Stored data entries:
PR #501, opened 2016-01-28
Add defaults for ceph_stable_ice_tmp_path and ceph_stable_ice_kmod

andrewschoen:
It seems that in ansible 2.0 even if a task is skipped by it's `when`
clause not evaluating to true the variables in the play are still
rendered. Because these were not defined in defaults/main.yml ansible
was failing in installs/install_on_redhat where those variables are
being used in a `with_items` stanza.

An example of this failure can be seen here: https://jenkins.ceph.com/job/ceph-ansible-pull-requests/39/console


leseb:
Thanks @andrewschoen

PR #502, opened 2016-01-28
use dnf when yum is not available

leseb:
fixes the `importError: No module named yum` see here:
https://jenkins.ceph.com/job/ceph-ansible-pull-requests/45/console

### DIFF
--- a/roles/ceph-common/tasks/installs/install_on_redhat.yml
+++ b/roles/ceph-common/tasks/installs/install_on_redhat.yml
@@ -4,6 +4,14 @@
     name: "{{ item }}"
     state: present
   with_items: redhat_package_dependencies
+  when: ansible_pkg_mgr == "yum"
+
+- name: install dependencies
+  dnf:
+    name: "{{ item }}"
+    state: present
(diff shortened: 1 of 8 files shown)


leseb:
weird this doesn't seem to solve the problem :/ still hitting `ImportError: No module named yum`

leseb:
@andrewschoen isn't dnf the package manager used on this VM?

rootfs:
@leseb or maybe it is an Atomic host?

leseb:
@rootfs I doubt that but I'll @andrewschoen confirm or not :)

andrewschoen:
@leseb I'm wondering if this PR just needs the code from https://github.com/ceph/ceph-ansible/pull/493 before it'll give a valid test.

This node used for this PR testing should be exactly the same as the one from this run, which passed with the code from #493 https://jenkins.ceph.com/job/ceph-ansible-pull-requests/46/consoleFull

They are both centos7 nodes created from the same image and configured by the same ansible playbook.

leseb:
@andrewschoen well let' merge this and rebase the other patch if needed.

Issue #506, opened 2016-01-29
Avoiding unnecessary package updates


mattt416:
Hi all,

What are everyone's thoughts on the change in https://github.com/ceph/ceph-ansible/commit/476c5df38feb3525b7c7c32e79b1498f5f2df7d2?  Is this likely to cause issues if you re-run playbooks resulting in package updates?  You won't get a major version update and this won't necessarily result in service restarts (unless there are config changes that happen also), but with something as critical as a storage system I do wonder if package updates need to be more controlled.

WHAT YOU ARE ASKED TO DO:
A complete answer lists each line of the data that holds the word "same".

COMPLETED EXERCISE:
This node used for this PR testing should be exactly the same as the one from this run, which passed with the code from #493 https://jenkins.ceph.com/job/ceph-ansible-pull-requests/46/consoleFull
They are both centos7 nodes created from the same image and configured by the same ansible playbook.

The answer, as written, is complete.